## EXERCISE INSTRUCTIONS
Which of the lines in the listing that follows hold "https"? Pull each one out.
★ ★ ★ ★ ★ ★ ★
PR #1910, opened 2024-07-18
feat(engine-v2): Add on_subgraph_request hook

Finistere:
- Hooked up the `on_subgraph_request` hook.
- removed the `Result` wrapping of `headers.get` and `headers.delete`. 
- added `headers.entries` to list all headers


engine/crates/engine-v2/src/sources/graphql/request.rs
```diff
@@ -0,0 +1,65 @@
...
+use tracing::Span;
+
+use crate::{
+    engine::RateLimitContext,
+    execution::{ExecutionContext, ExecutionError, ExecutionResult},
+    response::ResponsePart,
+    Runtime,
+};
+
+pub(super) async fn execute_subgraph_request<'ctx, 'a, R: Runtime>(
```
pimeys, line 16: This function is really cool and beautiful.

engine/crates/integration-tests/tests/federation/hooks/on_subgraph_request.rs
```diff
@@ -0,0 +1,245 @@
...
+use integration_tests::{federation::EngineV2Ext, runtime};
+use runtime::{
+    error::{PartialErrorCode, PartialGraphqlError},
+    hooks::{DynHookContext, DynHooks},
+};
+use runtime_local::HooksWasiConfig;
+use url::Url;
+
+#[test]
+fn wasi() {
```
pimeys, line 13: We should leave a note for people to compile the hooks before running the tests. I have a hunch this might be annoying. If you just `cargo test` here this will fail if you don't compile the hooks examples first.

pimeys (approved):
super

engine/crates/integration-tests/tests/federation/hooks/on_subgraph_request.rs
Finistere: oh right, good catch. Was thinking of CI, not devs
★ ★ ★ ★ ★ ★ ★
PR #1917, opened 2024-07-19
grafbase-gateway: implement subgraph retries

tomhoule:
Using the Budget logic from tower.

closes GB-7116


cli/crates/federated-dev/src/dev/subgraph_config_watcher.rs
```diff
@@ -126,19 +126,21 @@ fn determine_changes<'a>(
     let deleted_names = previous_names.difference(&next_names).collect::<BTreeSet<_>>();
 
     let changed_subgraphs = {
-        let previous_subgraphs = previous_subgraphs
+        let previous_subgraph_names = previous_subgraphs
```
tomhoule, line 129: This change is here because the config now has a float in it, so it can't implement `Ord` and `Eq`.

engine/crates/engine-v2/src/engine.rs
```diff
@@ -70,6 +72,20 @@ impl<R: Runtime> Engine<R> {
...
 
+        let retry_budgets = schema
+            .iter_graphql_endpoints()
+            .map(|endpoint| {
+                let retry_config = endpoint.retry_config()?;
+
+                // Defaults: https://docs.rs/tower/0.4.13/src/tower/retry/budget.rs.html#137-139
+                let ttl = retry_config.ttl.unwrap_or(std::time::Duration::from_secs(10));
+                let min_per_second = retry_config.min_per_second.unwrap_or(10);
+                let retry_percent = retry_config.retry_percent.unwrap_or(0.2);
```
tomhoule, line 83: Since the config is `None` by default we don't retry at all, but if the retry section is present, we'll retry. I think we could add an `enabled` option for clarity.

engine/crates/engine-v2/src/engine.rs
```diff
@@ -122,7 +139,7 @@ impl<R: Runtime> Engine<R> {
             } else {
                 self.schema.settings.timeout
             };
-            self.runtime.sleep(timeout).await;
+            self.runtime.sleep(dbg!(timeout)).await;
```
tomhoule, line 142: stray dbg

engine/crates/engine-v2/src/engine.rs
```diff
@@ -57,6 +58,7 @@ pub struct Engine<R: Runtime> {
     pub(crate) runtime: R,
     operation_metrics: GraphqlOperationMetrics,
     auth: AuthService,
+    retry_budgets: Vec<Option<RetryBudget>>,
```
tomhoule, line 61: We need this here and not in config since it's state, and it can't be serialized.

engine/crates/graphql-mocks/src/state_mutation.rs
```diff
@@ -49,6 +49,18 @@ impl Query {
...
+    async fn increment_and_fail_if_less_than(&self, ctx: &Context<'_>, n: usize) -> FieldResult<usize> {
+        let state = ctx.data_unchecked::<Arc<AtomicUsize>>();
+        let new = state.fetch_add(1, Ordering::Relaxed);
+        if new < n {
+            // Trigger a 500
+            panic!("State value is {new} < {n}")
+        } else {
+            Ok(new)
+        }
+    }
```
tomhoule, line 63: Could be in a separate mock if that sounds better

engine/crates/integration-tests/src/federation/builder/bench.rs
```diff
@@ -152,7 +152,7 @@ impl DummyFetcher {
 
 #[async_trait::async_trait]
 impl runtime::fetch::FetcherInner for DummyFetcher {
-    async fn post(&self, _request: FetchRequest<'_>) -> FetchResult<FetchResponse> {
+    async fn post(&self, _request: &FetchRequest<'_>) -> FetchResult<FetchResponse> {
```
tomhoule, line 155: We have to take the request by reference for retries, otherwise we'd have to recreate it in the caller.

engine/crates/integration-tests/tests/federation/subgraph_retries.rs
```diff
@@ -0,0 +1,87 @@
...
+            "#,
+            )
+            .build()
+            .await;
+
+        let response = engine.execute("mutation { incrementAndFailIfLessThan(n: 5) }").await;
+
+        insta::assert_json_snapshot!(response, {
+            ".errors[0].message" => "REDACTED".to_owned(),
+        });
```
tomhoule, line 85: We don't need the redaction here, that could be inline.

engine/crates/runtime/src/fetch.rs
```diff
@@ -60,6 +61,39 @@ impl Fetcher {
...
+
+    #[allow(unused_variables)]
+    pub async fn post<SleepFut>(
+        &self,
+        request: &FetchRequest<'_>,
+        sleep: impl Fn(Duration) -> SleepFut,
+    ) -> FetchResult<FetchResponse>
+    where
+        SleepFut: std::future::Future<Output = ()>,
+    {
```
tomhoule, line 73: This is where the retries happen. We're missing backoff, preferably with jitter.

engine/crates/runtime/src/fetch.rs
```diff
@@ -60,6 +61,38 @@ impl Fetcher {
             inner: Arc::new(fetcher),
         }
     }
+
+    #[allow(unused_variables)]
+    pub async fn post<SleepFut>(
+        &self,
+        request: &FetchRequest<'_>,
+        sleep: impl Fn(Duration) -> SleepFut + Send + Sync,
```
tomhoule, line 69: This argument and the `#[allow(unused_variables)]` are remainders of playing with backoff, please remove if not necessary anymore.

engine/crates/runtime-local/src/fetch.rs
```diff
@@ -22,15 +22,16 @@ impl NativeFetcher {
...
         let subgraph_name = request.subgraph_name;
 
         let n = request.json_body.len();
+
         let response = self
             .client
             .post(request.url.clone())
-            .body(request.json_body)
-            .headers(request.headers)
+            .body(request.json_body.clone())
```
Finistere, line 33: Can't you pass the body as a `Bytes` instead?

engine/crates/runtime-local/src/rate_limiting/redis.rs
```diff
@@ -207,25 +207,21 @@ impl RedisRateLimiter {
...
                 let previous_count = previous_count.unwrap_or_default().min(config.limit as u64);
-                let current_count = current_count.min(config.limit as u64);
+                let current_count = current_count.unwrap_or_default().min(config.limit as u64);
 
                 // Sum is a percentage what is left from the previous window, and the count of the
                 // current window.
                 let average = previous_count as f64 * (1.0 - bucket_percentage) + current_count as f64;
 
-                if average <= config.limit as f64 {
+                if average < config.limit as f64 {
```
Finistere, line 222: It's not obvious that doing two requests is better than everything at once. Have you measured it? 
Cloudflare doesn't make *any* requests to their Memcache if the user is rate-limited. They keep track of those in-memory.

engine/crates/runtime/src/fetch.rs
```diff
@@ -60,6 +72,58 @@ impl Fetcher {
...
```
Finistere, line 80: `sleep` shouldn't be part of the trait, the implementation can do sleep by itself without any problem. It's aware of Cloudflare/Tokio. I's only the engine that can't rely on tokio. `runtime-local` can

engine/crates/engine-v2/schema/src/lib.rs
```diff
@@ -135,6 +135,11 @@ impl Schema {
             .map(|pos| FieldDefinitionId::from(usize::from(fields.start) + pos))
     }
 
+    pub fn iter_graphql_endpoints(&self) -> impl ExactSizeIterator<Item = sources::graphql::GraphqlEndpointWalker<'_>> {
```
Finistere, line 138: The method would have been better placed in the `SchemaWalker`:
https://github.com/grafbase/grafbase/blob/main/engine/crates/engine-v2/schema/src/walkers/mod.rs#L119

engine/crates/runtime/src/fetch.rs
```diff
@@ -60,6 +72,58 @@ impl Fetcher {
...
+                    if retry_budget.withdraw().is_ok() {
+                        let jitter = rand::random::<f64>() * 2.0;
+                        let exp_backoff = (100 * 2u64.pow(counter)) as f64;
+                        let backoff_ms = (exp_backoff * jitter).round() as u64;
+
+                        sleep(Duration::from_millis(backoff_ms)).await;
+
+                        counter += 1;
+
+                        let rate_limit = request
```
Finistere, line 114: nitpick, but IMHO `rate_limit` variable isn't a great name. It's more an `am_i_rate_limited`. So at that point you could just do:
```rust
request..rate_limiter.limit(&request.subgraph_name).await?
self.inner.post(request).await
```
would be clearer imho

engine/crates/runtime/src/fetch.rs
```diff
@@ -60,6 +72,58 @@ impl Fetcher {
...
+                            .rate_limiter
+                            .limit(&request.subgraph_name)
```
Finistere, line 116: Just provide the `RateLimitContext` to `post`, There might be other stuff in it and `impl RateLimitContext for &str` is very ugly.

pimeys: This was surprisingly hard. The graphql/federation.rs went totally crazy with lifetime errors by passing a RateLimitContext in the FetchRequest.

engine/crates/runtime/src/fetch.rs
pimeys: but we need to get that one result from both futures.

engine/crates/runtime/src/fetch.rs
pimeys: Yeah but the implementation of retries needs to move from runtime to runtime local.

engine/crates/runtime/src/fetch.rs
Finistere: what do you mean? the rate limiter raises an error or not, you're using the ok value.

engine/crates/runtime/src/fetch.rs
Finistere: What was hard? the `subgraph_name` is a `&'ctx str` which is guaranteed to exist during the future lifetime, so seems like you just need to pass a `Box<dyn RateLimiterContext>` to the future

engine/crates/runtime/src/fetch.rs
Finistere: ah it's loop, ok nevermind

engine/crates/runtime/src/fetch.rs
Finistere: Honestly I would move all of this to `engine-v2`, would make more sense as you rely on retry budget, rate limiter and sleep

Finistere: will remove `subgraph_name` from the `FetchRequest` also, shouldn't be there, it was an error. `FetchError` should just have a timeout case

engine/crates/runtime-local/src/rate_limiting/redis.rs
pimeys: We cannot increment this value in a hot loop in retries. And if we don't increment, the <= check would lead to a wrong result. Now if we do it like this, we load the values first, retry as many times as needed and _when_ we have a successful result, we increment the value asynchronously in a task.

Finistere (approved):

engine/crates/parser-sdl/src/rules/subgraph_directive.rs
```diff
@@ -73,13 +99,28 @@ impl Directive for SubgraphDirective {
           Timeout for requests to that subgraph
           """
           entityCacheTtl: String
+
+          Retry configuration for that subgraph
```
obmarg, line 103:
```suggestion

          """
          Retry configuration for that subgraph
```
★ ★ ★ ★ ★ ★ ★
## EXERCISE SOLUTION
+                // Defaults: https://docs.rs/tower/0.4.13/src/tower/retry/budget.rs.html#137-139
https://github.com/grafbase/grafbase/blob/main/engine/crates/engine-v2/schema/src/walkers/mod.rs#L119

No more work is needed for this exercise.